| PROBLEM |
Your output should be the entries below, from the first line up to and including the line with "## Description", reproduced exactly and with no other lines.

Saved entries
PR #687, opened 2025-08-14
syscalls: add offset handling to read/write

R4ken:
Modify read and write syscalls allowing passing offset as argument

JIRA: RTOS-1088

## Description
Add offset as an argument to read and write syscalls. This modification allows reading and writing at specified position as well as using file descriptor's current offset (value of argument < 0)

## Motivation and Context
This modification allows using these syscalls for both read/write and pread/pwrite POSIX functions

## Types of changes

## How Has This Been Tested?

- [x] New test added: https://github.com/phoenix-rtos/phoenix-rtos-tests/pull/418
- [x] Tested by hand on: (ia32-generic-qemu, armv7a9-zynq7000-qemu)

## Checklist:

## Special treatment

    - https://github.com/phoenix-rtos/libphoenix/pull/429 
    - https://github.com/phoenix-rtos/phoenix-rtos-tests/pull/418

### DIFF
--- a/posix/posix.c
+++ b/posix/posix.c
@@ -706,13 +706,13 @@ int posix_close(int fildes)
 }
 
 
-ssize_t posix_read(int fildes, void *buf, size_t nbyte)
+ssize_t posix_read(int fildes, void *buf, size_t nbyte, off_t offset)
 {
-	TRACE("read(%d, %p, %u)", fildes, buf, nbyte);
+	TRACE("read(%d, %p, %zu, %jd)", fildes, buf, nbyte, (intmax_t)offset);
 
 	open_file_t *f;
 	ssize_t rcnt;
-	off_t offs;
+	off_t offs = offset;
 	unsigned int status;
 	int err;
 
@@ -726,8 +726,16 @@ ssize_t posix_read(int fildes, void *buf, size_t nbyte)
 		return -EBADF;
 	}
 
+	if (offset >= 0 && !F_SEEKABLE(f->type)) {
+		posix_fileDeref(f);
+		return -ESPIPE;
+	}
+
 	proc_lockSet(&f->lock);
-	offs = f->offset;
+	/* offset < 0 means use current fd offset */
+	if (offset < 0) {
+		offs = f->offset;
+	}
 	status = f->status;
 	proc_lockClear(&f->lock);
 
@@ -738,7 +746,7 @@ ssize_t posix_read(int fildes, void *buf, size_t nbyte)
 		rcnt = proc_read(f->oid, offs, buf, nbyte, status);
 	}
 
-	if (rcnt > 0) {
+	if (rcnt > 0 && offset < 0) {
 		proc_lockSet(&f->lock);
 		f->offset += rcnt;
 		proc_lockClear(&f->lock);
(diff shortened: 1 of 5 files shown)


syscalls.c
```diff
@@ -1124,6 +1124,56 @@ ssize_t syscalls_sys_write(char *ustack)
...
+	GETFROMSTACK(ustack, int, fildes, 0);
+	GETFROMSTACK(ustack, void *, buf, 1);
+	GETFROMSTACK(ustack, size_t, nbyte, 2);
+	GETFROMSTACK(ustack, off_t, offset, 3);
+
+	if ((buf == NULL) && (nbyte != 0)) {
+		return -EFAULT;
+	}
+
+	if ((buf != NULL) && (nbyte != 0) && (vm_mapBelongs(proc, (char *)buf + offset, nbyte) < 0)) {
```
Darchiv: Why check for `buf + offset`? `offset` only applies to a seekable file and not the user-provided buffer. ALso applies to `syscalls_sys_pwrite()`

posix/posix.c
```diff
@@ -794,6 +794,78 @@ ssize_t posix_write(int fildes, void *buf, size_t nbyte)
 }
 
 
+ssize_t posix_pread(int fildes, void *buf, size_t nbyte, off_t offset)
```
Darchiv: `posix_pread()` and `posix_pwrite()` functions look very alike. We don't want to duplicate code (hurts maintainability and increases kernel's image size). I think you can commonize these functions by adding an `off_t offset` parameter and changing the base function's login inside to use it.

Fortunately, POSIX mandates `off_t` to be a signed type and `pread`/`pwrite` functions reject negative `offset` values. This way, you can use -1 as a default value which means "use implicit (file descriptor's) offset". You would need to make `read`/`write` (in libphoenix) wrappers which pass -1 to `sys_read`/`sys_write`. The `read`/`write` syscall will be changed (by adding `offset`), which makes this PR a breaking, inter-dependent change (both kernel and libphoenix must be merged in order for the system to work) - please create a PR in phoenix-rtos-project which moves kernel, libphoenix, and (hopefully) tests submodules (commit name: *update submodules*) - this way we can see if the combined change builds and passes CI. Foe example, see: https://github.com/phoenix-rtos/phoenix-rtos-project/pull/1317

Also, please add (or enable if they exist) test cases for `pread` and `pwrite` in phoenix-rtos-tests.

Darchiv (commented):
Can be commonized. See the comments.

Please add reviewers at the moment you make a PR ready for review.

syscalls.c
Darchiv: Gemini also told you about that, but you ignored it

posix/posix.c
```diff
@@ -706,13 +706,13 @@ int posix_close(int fildes)
 }
 
 
-ssize_t posix_read(int fildes, void *buf, size_t nbyte)
+ssize_t posix_read(int fildes, void *buf, size_t nbyte, off_t offset)
 {
-	TRACE("read(%d, %p, %u)", fildes, buf, nbyte);
+	TRACE("read(%d, %p, %u, %lld)", fildes, buf, nbyte, offset);
```
Darchiv: Actually, we should not assume the size of `off_t` type as it is architecture-specific, i.e. we shouldn't assume it is `long long int`. For the same reason we have `PRI*` macros in inttypes.h for fixed-width types - because we don't have to know whether `uint32_t` is implemented with `unsigned int` or `unsigned long int` etc.

For `off_t` I suggest casting to `intmax_t` and using `%jd` specifier, as there is no dedicated length sub-specifier for `off_t` like there is for `size_t` (`z`).

BTW: the format specifier for `nbyte` parameter is also wrong, as it misses the mentioned length sub-specifier - it should be `%zu`. You can fix it in this function if you want.

Also applies to `posix_write()`

posix/posix_private.h
```diff
@@ -73,6 +73,9 @@ enum { ftRegular, ftPipe, ftFifo, ftInetSocket, ftUnixSocket, ftTty };
 enum { pxBufferedPipe, pxPipe, pxPTY };
 
 
+#define F_SEEKABLE(type) (type == ftRegular)
```
Darchiv: `type` in macro body should also be parenthesized. See [SEI CERT Rec PRE01-C](https://wiki.sei.cmu.edu/confluence/display/c/PRE01-C.+Use+parentheses+within+macros+around+parameter+names) for rationale

PR #3343, opened 2023-06-17
Set the publishToSelf option to true

lpinca:
All messages sent by the clients are expected to be received by all clients. Without the `publishToSelf` option a message is not sent back to the sender and the benchmark hangs.


Electroid (approved):
Thanks

PR #3357, opened 2023-06-19
`.randomInt()` support

### LINKED ISSUE #3355: node:crypto `randomInt` support

0.6.3

Darwin 22.5.0 arm64 arm

```ts
import { randomInt } from 'node:crypto';

const result = await randomInt(40, 120);

console.log(result);
```

_No response_

### What do you see instead?

```sh
~/Workspace/temporary/bun-random-int via ⬢ 18
➜ bun random-int.ts
1 | import { randomInt } from 'node:crypto';
2 |
3 | const result = await randomInt(40, 120);
                         ^
TypeError: randomInt is not a function. (In 'randomInt(40, 120)', 'randomInt' is undefined)
      at /Users/silas/Workspace/temporary/bun-random-int/random-int.ts:3:21
```

### Additional information

[nodejs.org/api/crypto#random-int](https://nodejs.org/api/crypto.html#cryptorandomintmin-max-callback)

lenovouser:
Closes #3355


Jarred-Sumner:
Thank you for this

I think this would be better implemented in native code, but a JS implementation is better than no implementation

It looks like the numbers must be 2^48, which is greater than max unsigned 32 bit integer. That means this will need to be a Float64Array instead of a Uint32Array. I suggest instead having a single Float64Array above the function scope, a `DataView` reading that backing ArrayBuffer, and then to get the value, zero out the last 16 bits and read the value as a Float64? 

It might end up being easier to implement in Zig/C++. That'll look something like this:

```zig
pub fn randomInt(globalObject: *JSC.JSGlobalObject, callframe: *JSC.CallFrame) callconv(.C) JSC.JSValue {
  const arguments_ = callframe.arguments(2);
  const arguments = arguments_.ptr[0..2];
  
  var min: u52 = 0;
  var max: u52 = std.mhat.maxInt(u52);
   
  if (arguments.len > 0) {
     const min_value = arguments[0];
     const max_value = arguments[1];
     if (max_value.isNumber()) max = max_value.to(u52);
     if (min_value.isNumber()) min = min_value.to(u52);
  }
  
  return JSValue.jsNumber(std.crypto.random.intRangeAtMost(u52, min, max));
}
```

And it would ideally go next to the other crypto functions in webcore.zig (which is technically misnamed)

lenovouser:
@Jarred-Sumner never worked with Zig before, but I can try to implement your suggestion and add some more tests for it, how do I run these locally by the way? Also just saw that the function also takes a callback function so I will try to implement that too.

paperclover:
heads up, node-fallbacks/* isn't used by the runtime, the actual `node:crypto` module is in `src/js/node/crypto.js`. reason for this difference is one is used for bundling and the other is used for running with bun (and features native code).

probably should keep the additions to fallback, but the test fails due to that.

also for extra context, `src/js/node/crypto.js` was originally just a bundled version of browserify crypto but many parts of it have been modified to use native calls via the `Bun` global or the secret `globalThis[Symbol.for("Bun.lazy")]` function

lenovouser:
@Jarred-Sumner @paperdave I tried getting this to work for a few hours, but I am just running into error after error produced by the Zig compiler that I am not capable enough to understand them.

The current commit I pushed using the `callframe` implementation fails with:

```
src/bun.js/base.zig:2485:20: error: expected 2 argument(s), found 3
            return @call(.auto, @field(Container, functionName), .{
                   ^~~~~
referenced by:
    Export: src/bun.js/base.zig:2497:25
    comptime_0: src/bun.js/base.zig:2705:46

make: *** [dev-obj] Error 2
```

I had another implementation working a few hours before that used `JSC.wrapWithHasContainer`. If that is also fine with you we can just use it, will push shortly.

Jarred-Sumner:
This looks good

Jarred-Sumner (approved):

simylein:
Can we merge this?

lenovouser:
I rebased and updated the generated files, should be ready to merge now 👍🏻

Issue #1776, opened 2023-01-12
[install] Support for `--frozen-lockfile`


ArnaudBarre:
### What is the problem this feature would solve?

Fail on CI on inconsistent package.json/lockfile

### What is the feature you are proposing to solve the problem?

Add `--frozen-lockfile` to CLI like other package manager.

Nice to have: pnpm set it to true by default on CI: https://pnpm.io/cli/install#--frozen-lockfile

### What alternatives have you considered?

Run a git command to fail if there are git diff on the lockfile

Jarred-Sumner:
Try `--production`

Jarred-Sumner:
Though maybe adding the flag `--frozen-lockfile` would be good for compatibility

ArnaudBarre:
If `CI=true bun install` fails like `bun install --production` I think this is also ok (not the case on v0.4.0)

PR #3365, opened 2023-06-20
Add support for install with --frozen-lockfile

tiagotex:
I have broken deployments a few times because running `bun install` on CI server does not raise if the lockfile is updated, but it will raise when running with `--production` flag during deployment.

Attempted to resolve this by adding `--frozen-lockfile` flag to match the API of other package managers (https://pnpm.io/cli/install#--frozen-lockfile) as it was briefly mentioned in this issue: https://github.com/oven-sh/bun/issues/1776#issuecomment-1380973259 

In this PR I also added the flag to the schema, but I'm wondering if that is necessary/desired. Let me know if you think it should only be a CLI option. 

Thank you for providing such an excellent tool! 💚

### DIFF
--- a/completions/bun.bash
+++ b/completions/bun.bash
@@ -92,10 +92,10 @@ _bun_completions() {
     PACKAGE_OPTIONS[REMOVE_OPTIONS_LONG]="";
     PACKAGE_OPTIONS[REMOVE_OPTIONS_SHORT]="";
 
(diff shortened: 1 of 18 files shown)


Jarred-Sumner:
This looks good, thank you for doing this and I’m sorry the deploys were broken. 

It isn’t necessary to add to the schemas, confusingly the BunInstall struct isn’t actually used and that code should be deleted (along with api/demo) 

The only thing missing are tests.

tiagotex:
No worries, bun has saved us a lot of time 🍻

To clarify, do you want me to revert the changes to schemas/api/demo?

I will try to add some tests.

tiagotex:
Added tests for CI option and config.

Jarred-Sumner:
Thank you for this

| SOLVED PROBLEM |
PR #687, opened 2025-08-14
syscalls: add offset handling to read/write

R4ken:
Modify read and write syscalls allowing passing offset as argument

JIRA: RTOS-1088

## Description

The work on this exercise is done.